WORK TO COMPLETE: Set down exactly the entries below, beginning at their first line and ending at the line with "That change only".

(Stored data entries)
PR #91, opened 2019-08-30
Button layout according to Retro Standards

sonninnos:
And a transparency toggle of some kind for the vkbd as a bonus.

Also removed the joy/mouse-toggle from GUI and made it automatic.

### DIFF
--- a/README
+++ b/README
@@ -27,29 +27,14 @@ Credits to Mustafa 'GnoStiC' TUFAN
 
 And of course for the RetroArch/Libretro team : "http://www.libretro.org/"
 
-It's a quick hack.
-At this time , works the basis but buggy on win/linux/android.
-
-Remember ,Everything not working well, It's a debug release , so expect to more bug.
 
 Default Control :
 
-L2  Show/Hide statut
-R2  Sound on/off
-L   Toggle Num Joy .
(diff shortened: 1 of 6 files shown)


rsn8887:
Awesome, thanks!

MajorWilly:
@sonninnos I haven't updated yet, still waiting for the buildbot. I'm curious to know about this automatic mouse. What happens when you have a game that accepts mouse or joystick to control, like Indianapolis 500 ? I'm using a handheld that has joypad controls so will it default to mouse controls (which needs changing sensitivity) ?

Also, did you know that (with default controls) the Right Analogue Stick controls the mouse !?

sonninnos:
That change only applies to the GUI (which has very little or no use anymore), and the regular mouse already does this, as in if you move an actual physical mouse, it always works. So it changes nothing on the RetroPad mapping.

And sure I know about the right stick, I tweaked its sensitivity a bit lately. Only thing missing from that is to be able to press the mouse buttons without changing the retromode.

MajorWilly:
I understand now. I never realised there was a GUI ! It looks the same as Hatari which is the only part I saw on that core as it doesn't work on Android. No great loss as we now have this far superior Amiga core ! Thanks.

WRITTEN SOLUTION:
PR #91, opened 2019-08-30
Button layout according to Retro Standards

sonninnos:
And a transparency toggle of some kind for the vkbd as a bonus.

Also removed the joy/mouse-toggle from GUI and made it automatic.

### DIFF
--- a/README
+++ b/README
@@ -27,29 +27,14 @@ Credits to Mustafa 'GnoStiC' TUFAN
 
 And of course for the RetroArch/Libretro team : "http://www.libretro.org/"
 
-It's a quick hack.
-At this time , works the basis but buggy on win/linux/android.
-
-Remember ,Everything not working well, It's a debug release , so expect to more bug.
 
 Default Control :
 
-L2  Show/Hide statut
-R2  Sound on/off
-L   Toggle Num Joy .
(diff shortened: 1 of 6 files shown)


rsn8887:
Awesome, thanks!

MajorWilly:
@sonninnos I haven't updated yet, still waiting for the buildbot. I'm curious to know about this automatic mouse. What happens when you have a game that accepts mouse or joystick to control, like Indianapolis 500 ? I'm using a handheld that has joypad controls so will it default to mouse controls (which needs changing sensitivity) ?

Also, did you know that (with default controls) the Right Analogue Stick controls the mouse !?

sonninnos:
That change only applies to the GUI (which has very little or no use anymore), and the regular mouse already does this, as in if you move an actual physical mouse, it always works. So it changes nothing on the RetroPad mapping.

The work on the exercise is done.